Jack the Giant Slayer review



             
         I respect Bryan Singer as a filmmaker. His first film “The Usual Suspects” was a clever, twisty indie thriller and it projected a lot of promise for its young writer/director team. A few years later he brought the X-men out of the comics and onto the screen, essentially kicking off the superhero, action movie genre that has practically engulfed all of summer entertainment since. His take on the material was both thoughtful and sophisticated and by connecting the subject matter with both his Jewish and gay identity, he helped people realize that comic book movies don’t have to be campy to be entertaining and that they can legitimately delve into deeper themes.
               However, since his work on the first two “X-Men” films, he has seemed to struggle with his place in mainstream filmmaking.  When he abandoned “X3: The Last Stand” to make “Superman Returns” he underwhelmed most of his fanboy fan base with a messy attempt at rebooting a dead franchise. Later, in an effort to make an adult-minded film again, he did “Valkyrie”, a troubled, but somewhat underrated World-War 2 procedural that was hobbled by bad, Tom Cruise-related publicity. Now, after a fairly long break, he has brought us “Jack the Giant Slayer”, another in a string of gritty, action-movie, fairy-tale revisions. And like “Hansel and Gretel Witch Hunters” and “Snow White and the Huntsmen”, it’s not very good.

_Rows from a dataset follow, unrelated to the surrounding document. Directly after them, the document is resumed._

PR #420, opened 2022-02-24
Tcs 66 gateway routing queries depending on the symbols/time periods being requested

mauricelimaquaq:

PR #546, opened 2023-01-23
Gateway routing changes for striped setup using Data Access API

mattdeshAQ:
This PR includes code from PR #500 and #420, as well as further additions/fixes.
Changes to route queries by time/instruments for efficient querying using striped processes.  Time routing ensures no overlapping duplicate data is returned, particularly for intraday databases (Tailreader and RDB).  Instrument routing will ensure only relevant striped processes are queried. Routing can be viewed using the `getquery` option in the .dataaccess.getdata parameters e.g.: 
.dataaccess.getdata \`tablename\`starttime\`endtime\`instruments\`getquery!(\`trade;2023.01.22D20:00;2023.01.23D17:30;\`AAPL\`AIG\`GOOG;1b)

Link to FSP Branch PR: https://github.com/AquaQAnalytics/TorQ-Finance-Starter-Pack/pull/98

Note1: Changes were made to the dataaccess.md regarding new changes.  Some of this is now outdated and we will work on removing the outdated documentation.
Note2: Changes to accommodate for segmented rdb proctypes will be presented in a separate PR.


code/processes/tailreader.q
```diff
@@ -1,40 +1,71 @@
...
+  .tr.basedir:(raze/)1_string[.tr.taildir],"/tailer",string .tr.segmentid,"/";
+  .tr.wdbdir:`$ .tr.basedir,string .tr.currentpartition;
+  accesstabdir:`$ .tr.basedir,"access";
+  .lg.o[`load;"Loading intradayDB"];
+  @[.Q.l ;.tr.wdbdir;{.lg.e[`load;"Failed to load intradayDB with error: ",x]}];
+  .lg.o[`load;"intradayDB loaded"];
+  .lg.o[`load;"loading accesstable"];
+   /- make a connection to the tailer to get the in-memory access table
+  tailerhandle: first exec w from .servers.getservers[`proctype;.tr.tailertypes;()!();1b;0b];
+  .ds.access:tailerhandle".ds.access";
```
mattdeshAQ, line 51: N.B. Error handling for this has been implemented on a separate branch/PR (#538).  We will need to ensure the change is there on the final merge.

code/gateway/gatewaylib.q
```diff
@@ -92,3 +92,198 @@ getserverscross:{[req;att;besteffort]
...
+    // Only return appropriate dates
+    types:(key procdict)where value procdict;
+    // If the dates are out of scope of processes then error
+    if[0=count types;
+        '`$"gateway error - no info found for that table name and time range. Either table does not exist; attributes are incorect in .gw.servers on gateway, or the date range is outside the ones present"
+       ];
+    .lg.o[`.gw.attributesrouting;"Finished finding relevant processes"];
+    :types;
+    };
+
```
AdownieAQ, line 142: Tabs & spaces not consistent throughout file

code/gateway/gatewaylib.q
```diff
@@ -92,3 +92,198 @@ getserverscross:{[req;att;besteffort]
...
+missinginstruments:{[instruments]
+    $[1 < count instruments;
+        missing:(instruments)[where not any each {(key .ds.subreq) in x}each instruments];
+        missing:(enlist instruments)[where not any each (key .ds.subreq) in/: enlist instruments]
+    ];
+    :missing;
+    };
+
+adjustqueriesoverlap:{[options;part]
```
AdownieAQ, line 175: Tabs & spaces not consistent throughout file

code/processes/tailreader.q
```diff
@@ -1,40 +1,71 @@
...
+
+getaccess:{[] `location`table xkey update location:.proc.procname,proctype:.proc.proctype from .ds.access};
+
+// function to update the access table in the gateway. Takes the gateway handle as argument
+updategw:{[h]
+
+    newtab:getaccess[];
+    neg[h](`.ds.updateaccess;newtab);
+
+    };
```
AdownieAQ, line 29: Spaces & tabs not consistent

code/hdb/hdbstandard.q
```diff
@@ -1,7 +1,29 @@
...
+    / select table using max date if date col exists
+	/ get all cols that contains date (of type "pdz")
+	timecolumns:{tcols:exec c from meta t:$[`date in cols x;
+		select from x where date=max date;
+		value x]where t in"pdz";
+		/ date cols
+		dcols:exec c from meta t where t="d";
+		/ functional select to get the max value (defaults to -1+`timestamp$.z.d for endtimestamp)
+		dict:?[t;();();
+			tcols!enlist,/:-0Wp,/:
```
ccrease01, line 21: Tabbing/indentation here too

code/rdb/rdbstandard.q
```diff
@@ -1,5 +1,27 @@
...
+    .ds.tblstripe:@[stphandle;"select tbl,filts from .stpps.subrequestfiltered where handle = .z.w";
+        {.lg.e[`.proc.getattributes;"Failed to retrieve stripe map from STP"]}];
+    if[`tblstripe in tables[`.ds];
+        .ds.tblstripemapping:update stripenum:{last .ds.tblstripe[`filts][x;0;0]}each til count .ds.tblstripe from .ds.tblstripe;
+        ];
+    instrumentsfilter:1!select tablename:tbl,instrumentsfilter:stripenum from .ds.tblstripemapping;
+    inftc:instrumentsfilter uj timecolumns;
+    dataaccess:enlist[`dataaccess]!enlist`segid`tablename!(.ds.segmentid 0;(exec tablename from inftc)!value inftc);
+    default,:dataaccess;
+    default}
```
ccrease01, line 24: inconsistent indentation here

code/tailreader/trstandard.q
```diff
@@ -0,0 +1,18 @@
+// Get the relevant tailreader attributes
+.proc.getattributes:{default:`date`tables`procname!(.z.d;tables[] except .wdb.ignorelist;.proc.procname);
+    / get all cols that contains date (of type "pdz")
+    timecolumns:1!{tcols:exec c from meta value x where t in"pdz";
+        (enlist[`tablename]!enlist x),
+            /functional select to get the min value (defaults to `timestamp$.z.d for starttimestamp)
+            enlist[`timecolumns]!enlist?[x;();0b;                  //For 3rd arg: () produces dictionary with value of type list, first value of type 12h (desired) but does NOT work for tailreader. 0b runs without error but no dict created and type list on first value when flipped
+                tcols!(enlist,/:enlist each($;enlist`timestamp),/:enlist each((?),/:enlist each(=;0W),/:mtcols),'`.z.d,'mtcols:enlist each min,/:tcols),\:0Wp]}each tables[`.] except .wdb.ignorelist;
```
ccrease01, line 8: Indentation inconsistency

ccrease01 (commented):
Other than indentation pointed out it's good

AdownieAQ (approved):
LGTM

code/dataaccess/extractqueryparams.q
```diff
@@ -27,8 +27,8 @@ extractqueryparams:{[inputparams;queryparams]
 extracttablename:{[inputparams;queryparams]@[queryparams;`tablename;:;inputparams`tablename]};
 
 extractpartitionfilter:{[inputparams;queryparams]
-  //If an RDB return the partitionfilters as empty
-  if[`rdb~inputparams[`metainfo;`proctype];:@[queryparams;`partitionfilter;:;()]];
+  //If Intraday return the partitionfilters as empty
+  if[inputparams[`metainfo;`proctype] in `rdb`tr_seg1`tr_seg2;:@[queryparams;`partitionfilter;:;()]];
```
jonathonmcmurray, line 31: I don't think proctypes should be hardcoded here (I know `rdb` was already, but I think that was probably the wrong thing to do)

code/dataaccess/getdata.q
```diff
@@ -1,10 +1,16 @@
...
-
-getdata:{[inputparams]
-  if[.proc.proctype in key inputparams;inputparams:inputparams .proc.proctype];
+\d .dataaccess
+getprocdata:{[inputparams]
+  // if process is striped procname will be in the key
+  if[a:.proc.procname in key inputparams;inputparams:inputparams .proc.procname];
+  if[not[a]&.proc.proctype in key inputparams;inputparams:inputparams .proc.proctype];
+  // optimize hdb query from the gateway
+  if[`optimhdb in key inputparams;
```
jonathonmcmurray, line 8: is `optimhdb` generated elsewhere in code or are users exepcted to input this somewhere when using data access API? if the latter, it should have a more user-friendly name IMO

code/dataaccess/queryorder.q
```diff
@@ -52,7 +52,8 @@ extractkeys:{[queryparams;k]
 //- Put the partition filter top of the query
 orderpartedtable:{[queryparams;whereclause]
    // Errors out if there is no partition filter
-   if[queryparams[`partitionfilter]~();'"Include a partition filter"];
+   if[queryparams[`partitionfilter]~();
+        if[.proc.proctype=`hdb;'"Include a partition filter"]];
```
jonathonmcmurray, line 56:
```suggestion
   if[(queryparams[`partitionfilter]~())&.proc.proctype=`hdb;'"Include a partition filter"];
```

code/gateway/dataaccess.q
```diff
@@ -61,38 +61,53 @@ getdata:{[o]
...
-    default:`timeout`postback`sublist`getquery`queryoptimisation`postprocessing!(0Wn;();0W;0b;1b;{:x;});
+    default:`timeout`postback`sublist`getquery`optimisation`postprocessing!(0Wn;();0W;0b;1b;{:x;});
     // Use upserting logic to determine behaviour
     options:default,o;
-    if[`ordering in key o;options[`ordering]: go each options`ordering];
-    o:adjustqueries[o;partdict o];
+    k:key o;
+    if[`ordering in k;options[`ordering]: go each options`ordering];
+    // Instruments wildcard (`)
+    if[(`~o`instruments)&`instruments in key o;o _: `instruments];
```
jonathonmcmurray, line 74:
```suggestion
    if[(`~o`instruments)&`instruments in k;o _: `instruments];
```

`key o` is already in a separate variable

code/gateway/dataaccess.q
```diff
@@ -146,60 +146,26 @@ returntab:{[input;tab;reqno]
...
+	dict:.gw.adjustqueriesoverlap[options;part];
+	// adjust map reducable aggregations to get correct components
+	if[(1<count dict`dates)&`aggregations in key options;
+		if[all key[o:options`aggregations]in key aggadjust;
+			aggs:mapreduce[o;$[`grouping in key options;options`grouping;`]];
+			options:@[options;`aggregations;:;aggs]]];
+    // Modify queries based on striped processes
+    // Return query as a dict of table
+	:.gw.adjustqueriesstripe[options;dict];
+	};
```
jonathonmcmurray, line 166: inconsistent indenting (some spaces, some tabs)

code/gateway/gatewaylib.q
```diff
@@ -92,3 +92,199 @@ getserverscross:{[req;att;besteffort]
...
+    // Checktype
+    dict:.checkinputs.checkinputs dict;
+
+    // Get the Procs in a (nested) list of serverid(s)
+    dict[`procs]:attributesrouting[dict;part:partdict dict];
+
+    // Adjust queries based on relevant data and stripe
+    d:adjustqueriesoverlap[dict;part];
+    servers:adjustqueriesstripe[dict;d];
+	:key[servers]!(`serverid`attributes`checksperformed`optimhdb)_value servers;
```
jonathonmcmurray, line 123: tab

code/gateway/gatewaylib.q
```diff
@@ -92,3 +92,199 @@ getserverscross:{[req;att;besteffort]
...
+    };
+
+// Dynamic routing finds all processes with relevant data 
+attributesrouting:{[options;procdict]
```
jonathonmcmurray, line 127: this only does routing based on times, not the instrument striping stuff, is that right?

code/gateway/gatewaylib.q
```diff
@@ -92,3 +92,199 @@ getserverscross:{[req;att;besteffort]
...
+    procdict:serverids!(servers'[first each serverids]`attributes)@\:`date;
+    // Dictionary as min date/ max date
+    @[procdict;key procdict;{:(min x; max x)}]
+    };
+
+missinginstruments:{[instruments]
+    $[1 < count instruments;
+        missing:(instruments)[where not any each {(key .ds.subreq) in x}each instruments];
+        missing:(enlist instruments)[where not any each (key .ds.subreq) in/: enlist instruments]
+    ];
```
jonathonmcmurray, line 171:
```suggestion
    missing:((),instruments)[where not any each {(key .ds.subreq) in x}each (),instruments;
```

jonathonmcmurray (commented):
still working through this as it's chunky, a few initial comments - on the hardcoding proctypes stuff. it looks like there's a lot of this in existing data access API code; I think that's not great, but probably out of the scope of this change to fix that (this change is already massive)

code/gateway/gatewaylib.q
mattdeshAQ: that's right yes, the instruments routing comes later in adjustqueriesstripe (also in gatewaylib.q)

code/dataaccess/extractqueryparams.q
mattdeshAQ: I agree, I think for the most part the hardcoding of proctypes will be addressed with Shawn's RDB proctype change PR #547 as we had realised it was very impractical to change so many scripts for scalability.  Some other changes along the same vein with relation to the tailsort are being planned also.

code/hdb/hdbstandard.q
```diff
@@ -1,7 +1,29 @@
...
+				enlist each(?),/:(enlist each(=;-0W),/:mtcols),'(enlist(+;-1;($;ets;`.z.d))),/:enlist each($;ets:enlist`timestamp),/:mtcols:enlist each max,/:tcols];
+		dict[dcols]:`date$dict dcols;
+		enlist[`timecolumns]!enlist dict
+		}each t:tables[`.];
+	/ update date attribute for .gw.partdict and .gw.attributesrouting
+	default[`date]:asc default[`date]union first[d]+til 1+last deltas d:exec(min;max)@\:distinct`date$raze[value each timecolumns][;1]from timecolumns;
+	default,:enlist[`dataaccess]!enlist`segid`tablename!(.ds.segmentid 0;t!select instrumentsfilter:{""}'[i],timecolumns from timecolumns);
```
jonathonmcmurray, line 28:
```suggestion
	default[`dataaccess]:`segid`tablename!(.ds.segmentid 0;t!select instrumentsfilter:{""}'[i],timecolumns from timecolumns);
```

code/processes/gateway.q
```diff
@@ -355,6 +355,7 @@ getserversindependent:{[req;att;besteffort]
 
 // execute an asynchronous query
 asyncexecjpts:{[query;servertype;joinfunction;postback;timeout;sync]
+ o:query 1;
```
jonathonmcmurray, line 358: what is this? the variable name isn't descriptive and there's no explanation of why this is happening (it's not used until about 30 lines later)

queries can be sent in many formats to TorQ gw, is this always going to work?

code/processes/gateway.q
```diff
@@ -374,11 +375,20 @@ asyncexecjpts:{[query;servertype;joinfunction;postback;timeout;sync]
...
+       errcheck:@[getserverids;servertype;{.gw.errorprefix,x}];
+       if[10h=type errcheck; errstr:errcheck];
+       queryattributes:()!();
+      ];
+     if[all -6h = type each raze servertype;
+       // its a (nested) list of serverid(s) e.g. 1 2 3 4i/(1i;3i;5 6i)
+       // servertype requires all to be of same type
+       servertype:(),/:key o;
+       queryattributes:enlist[`servertype]!enlist distinct value[o]$[`servertype in cols value o;`servertype;`procs];
+       query[2;1]:@[value o;`procs]!value o;
```
jonathonmcmurray, line 390: mentioned above, but it seems like this is expecting a very specific query format - is there any guarantee that we will only reach this piece of code if the query is in that format?

also probably need some comments here, it's not very clear what this is doing or why

code/processes/tailer.q
```diff
@@ -56,3 +56,16 @@ initdatastripe[];
...
+
+/- reload the access table and tailDB in the tailreader process
+.tailer.dotailreload[`];
+
+/- define handle to stp and retrieve table stripe mapping
+stphandle:$[count i:.servers.getservers[`proctype;`segmentedtickerplant;()!();1b;0b];
+  first exec w from i;
+    .lg.e[`stphandle;"Failed to get a valid handle to the segmented tickerplant process"]];
+.ds.tblstripe:@[stphandle;"select tbl,filts from .stpps.subrequestfiltered where handle = .z.w";
+    {.lg.e[`.ds.tblstripe;"Failed to retrieve stripe map from STP"]}];
```
jonathonmcmurray, line 68: can this not be stored during subscription, rather than having to send another request to TP?

code/processes/tailreader.q
```diff
@@ -1,40 +1,71 @@
...
```
jonathonmcmurray, line 28:
```suggestion
// function to update the access table in the gateway. Takes the gateway handle as argument
updategw:{[h]neg[h](`.ds.updateaccess;getaccess[])};
```

code/processes/tailreader.q
```diff
@@ -1,40 +1,71 @@
...
   /- function to define the access table and IDB dir and then reload both tables
   /- reload is triggered by tailer after savedown occurs
-  basedir::(raze/)1_string[.tr.taildir],"/tailer",string .tr.segmentid,"/";
-  wdbdir::`$ basedir,string currentpartition;
-  accesstabdir::`$ basedir,"access";
-  
- @[.Q.l ;wdbdir;{.lg.e[`load;"Failed to load intradayDB with error: ",x]}];
- @[.Q.l ;accesstabdir;{.lg.e[`load;"Failed to load tailer accesstable with error: ",x]}];
-  load hsym `$basedir,"sym"
+  .tr.basedir:(raze/)1_string[.tr.taildir],"/tailer",string .tr.segmentid,"/";
```
jonathonmcmurray, line 42: This looks a bit messy. Often nice to build filepaths using `sv` https://code.kx.com/q/ref/sv/#filepath-components

(similar in next few lines)

code/processes/tailreader.q
jonathonmcmurray, line 51: this is overwritten in next line, should this be removed?

code/rdb/rdbstandard.q
```diff
@@ -1,5 +1,27 @@
 // Get the relevant RDB attributes
-.proc.getattributes:{`date`tables!(.rdb.rdbpartition[],();tables[])}
+.proc.getattributes:{default:`date`tables`procname!(.rdb.rdbpartition[];tables[] except .rdb.ignorelist;.proc.procname);
+    / get all cols that contains date (of type "pdz")
+    timecolumns:1!{tcols:exec c from meta value x where t in"pdz";
```
jonathonmcmurray, line 4:
```suggestion
    timecolumns:1!{tcols:exec c from meta x where t in"pdz";
```

don't need to value tablename

is the `timecolumns` structure actually needed here? seems like we reference `tcols` later, but I think for `timecolumns` we only really use `raze[value each timecolumns][;0]` - it might be simpler if we didn't build this structure here & just had separate variables for `tcols` and whatever the other bit of `timecolumns` is that we use later on? (just noticed it is joined to something later, so maybe it is needed - it still may be simpler to use some intermediate variables here, get the date range from those etc., then construct the final structure from those later in function)

code/rdb/rdbstandard.q
```diff
@@ -1,5 +1,27 @@
...
+        (enlist[`tablename]!enlist x),
+            /functional select to get the min value (defaults to `timestamp$.z.d for starttimestamp)
+            enlist[`timecolumns]!enlist?[x;();();
+                tcols!(enlist,/:enlist each($;enlist`timestamp),/:enlist each((?),/:enlist each(=;0W),/:mtcols),'`.z.d,'mtcols:enlist each min,/:tcols),\:0Wp]}each tables[`.] except .rdb.ignorelist;
+    / update date attribute for .gw.partdict and .gw.attributesrouting
+    default[`date]:asc default[`date]union first[d]+til 1+last deltas d:exec(min;max)@\:distinct`date$raze[value each timecolumns][;0]from timecolumns;
```
jonathonmcmurray, line 10:
```suggestion
    default[`date]:asc default[`date]union first[d]+til 1+(-). d:exec(max;min)@\:distinct`date$raze[value each timecolumns][;0]from timecolumns;
```

code/rdb/rdbstandard.q
```diff
@@ -1,5 +1,27 @@
...
+        / for striped rdbs, retrieve stripe mapping from stp and deduce instruments in each table to report as attributes to the gateway 
+    stphandle:$[count i:.servers.getservers[`proctype;`segmentedtickerplant;()!();1b;0b];
+        first exec w from i;
+            .lg.e[`.proc.getattributes[];"Failed to get a valid handle to the segmented tickerplant process"]];
+    .ds.tblstripe:@[stphandle;"select tbl,filts from .stpps.subrequestfiltered where handle = .z.w";
+        {.lg.e[`.proc.getattributes;"Failed to retrieve stripe map from STP"]}];
```
jonathonmcmurray, line 16: do we need to do this every time we update attributes? Can we not store this when we subscribe & just reference it here? (I don't think this info will change at any time other than subscription)

code/wdb/wdbstandard.q
```diff
@@ -0,0 +1,22 @@
...
+.proc.getattributes:{default:`date`tables`procname!(.wdb.currentpartition;tables[];.proc.procname);
+    / get all cols that contains date (of type "pdz")
+    timecolumns:1!{tcols:exec c from meta value x where t in"pdz";
+        (enlist[`tablename]!enlist x),
+            /functional select to get the min value (defaults to `timestamp$.z.d for starttimestamp)
+            enlist[`timecolumns]!enlist?[x;();();
+                tcols!(enlist,/:enlist each($;enlist`timestamp),/:enlist each((?),/:enlist each(=;0W),/:mtcols),'`.z.d,'mtcols:enlist each min,/:tcols),\:0Wp]}each tables[`.];
+    / update date attribute for .gw.partdict and .gw.attributesrouting
+    default[`date]:asc default[`date]union first[d]+til 1+last deltas d:exec(min;max)@\:distinct`date$raze[value each timecolumns][;0]from timecolumns;
+    if[.ds.datastripe;
```
jonathonmcmurray, line 11: I thought wdb wouldn't be running if data striping was turned on? Has that changed?

jonathonmcmurray (commented):
Has been mentioned in various places, but a lot of inconsistency in indentation. Most editors should have a setting to show whitespace chars (allowing you to distinguish between tabs & spaces) - to display them on GitHub PRs etc. which can be handy, you can use a browser extension like https://github.com/refined-github/refined-github

code/wdb/wdbstandard.q
mattdeshAQ: I think this is redundant code from before when the tailer and wdb were one in the same so it can be safely removed.

code/gateway/gatewaylib.q
```diff
@@ -92,3 +92,199 @@ getserverscross:{[req;att;besteffort]
...
+    segids:exec distinct[segid]except ` from querytable;
+    if[all[i,count segids];
+        if[0 < count missinginstruments[options`instruments];
+            // if a queried instrument is not in stripe mapping, reload stripe mapping to bring up-to-date mapping
+            .ds.getstripemapping[];
+            // create messaging if instrument is not in mapping
+            if[[missing:missinginstruments[options`instruments]; 0 < count missing];
+                .lg.o[`.gw.adjustqueriesstripe;raze("No intra-day data for the following instruments: ",(string missing))];
+                    // exit script for intra-day only queries
+                if[[(count options`instruments) = count missing;not `hdb in exec servertype from querytable];
```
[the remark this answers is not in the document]
mattdeshAQ: Yes you're right, it will execute dependant on the second cond which was not the intention.  This must've been one I had missed fixing

code/dataaccess/getdata.q
mattdeshAQ: It's a user input for the Data Access API - I believe its used for optimising hdb queries in which the data to query is across an entire day or more as the code will covert the starttime/endtime arguments to query into dates. We will look at this and add it into the documentation (and also rename to something like `optimisehdb`)

jonathonmcmurray: if it's existing in data access API prior to TorQ cloud, don't worry about changing it, but yeah if it's added, please give it a nicer name

code/gateway/gatewaylib.q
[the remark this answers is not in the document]
mattdeshAQ: Yes that's right - it would only execute dependant on the second condition which was not the intention.  I will implement an ampersand to ensure both return true to pass this conditional.

code/gateway/gatewaylib.q
```diff
@@ -92,3 +92,199 @@ getserverscross:{[req;att;besteffort]
...
+        ];
+    ];
+    // filter overlap timings between rdb and tailreader process
+    if[count segids;
+        querytable:{y;if[all exec any each procs like/:("*tr*";"rdb*") from x where segid=y;
+            rdbtimes:exec(starttime,endtime)from x where(segid=y)&servertype like"rdb*";
+            trtimes:exec(starttime,endtime)from x where(segid=y)&servertype like"tr*";
+            if[rdbtimes[0]<trtimes 1;trtimes[1]:rdbtimes[0]-1;
+                :update starttime:trtimes 0,endtime:trtimes 1 from x where(segid=y)&servertype like"tr*"]];x}/[querytable;segids];
+        querytable:delete from querytable where starttime>endtime;
```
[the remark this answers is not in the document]
mattdeshAQ: This isn't actually deleting bad user queries but rather handling overlaps in the processes to be queried. I believe the idea of it was to remove tailreader queries where they overlap rdb data and the query is able to only query in memory (rdb) data to return a the user's full query

code/gateway/gatewaylib.q
```diff
@@ -92,3 +92,199 @@ getserverscross:{[req;att;besteffort]
...
+
+        // routing instruments for striped databases
+        if[all[i,any exec any each procs like/:("tr*";"rdb*") from querytable];
+            hdbquery:select from querytable where servertype = `hdb;
+            stripedquery:select from querytable except hdbquery;
+            stripedquery:update 
+                instruments:?[max max each ((group .ds.subreq)first each inftc) in' instruments;
+                    ((group .ds.subreq)first each inftc) inter' instruments;0N] 
+                            from stripedquery;
+            querytable:stripedquery uj hdbquery];
```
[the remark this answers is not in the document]
mattdeshAQ: I've been attempting to implement logic similar to suggested here but I can't find a way around a 'type error pointing to the update statement which is only triggering when querying one instrument.  Querying multiple instruments appears to work. Anyone know why this may be the case?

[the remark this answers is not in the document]
jonathonmcmurray: So it's

```suggestion
            querytable :update 
                instruments:?[max max each ((group .ds.subreq)first each inftc) in' instruments;
                    ((group .ds.subreq)first each inftc) inter' instruments;0N] 
                            from querytable where servertype<>`hdb];
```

             “Warm Bodies” star, Nicholas Hoult, stars as Jack, a poor village boy who falls in love with a princess (Eleanore Tomlinson) and who has recently sold his horse to a runaway monk for some magic beans. When he accidently drops one of the beans into the floorboards of his cabin, a mile long beanstalk sends his home into the clouds and takes the princess with it. The King (Deadwood’s Ian McShane) then employs Jack and a team of knights and noblemen to bring his daughter back. This rescue crew includes a hopeful hero (Ewan McGregor) and the secretly malevolent air to the throne (Stanley Tucci). When they reach the top of the beanstalk, they accidently incite a war with an army of man-eating giants, who plan to come down to earth and stake the land for their own.
              This is by far Singer’s worst film. The script is cobbled together by chunks of better movies and as the plot slogs from one poorly lit, awkwardly shot, pointlessly 3D, CGI action scene to the next, you can’t help but wonder how much money you might have saved had you just stayed home and watched “Aladdin”, “Lord of the Rings”, “Legend” and “Princess Bride”.  Nothing in it is original and even worse nothing in it is fun.  Things happen and the characters are propelled from one flashy event to another, but nobody seems to be enjoying themselves while they do it. The actors appear bored to be there and every performance in this movie reeks of a confused cast that’s chasing a tennis ball tied to stick, in front of a green-screen, with absolutely no idea what the visual outcome is supposed to be.
             Every now and then the movie will show some signs of latent entertainment and Stanley Tucci continues to prove—as he did in “The Lovely Bones” and “Burlesque”—that he refuses to look bad, no matter the quality what he is in. But those moments are rare and what “Jack the Giant Slayer” contributes for the rest of its running time is poor visual effects, muddy cinematography, and a paint-by-numbers screenplay, in the service of a plodding, labored action fantasy that doesn’t know what age it’s trying to appeal to or how to keep its audience involved in the motivations of its characters. This was not only another unfortunate misfire for Bryan Singer but a depressing and lethally dreary failure of storytelling.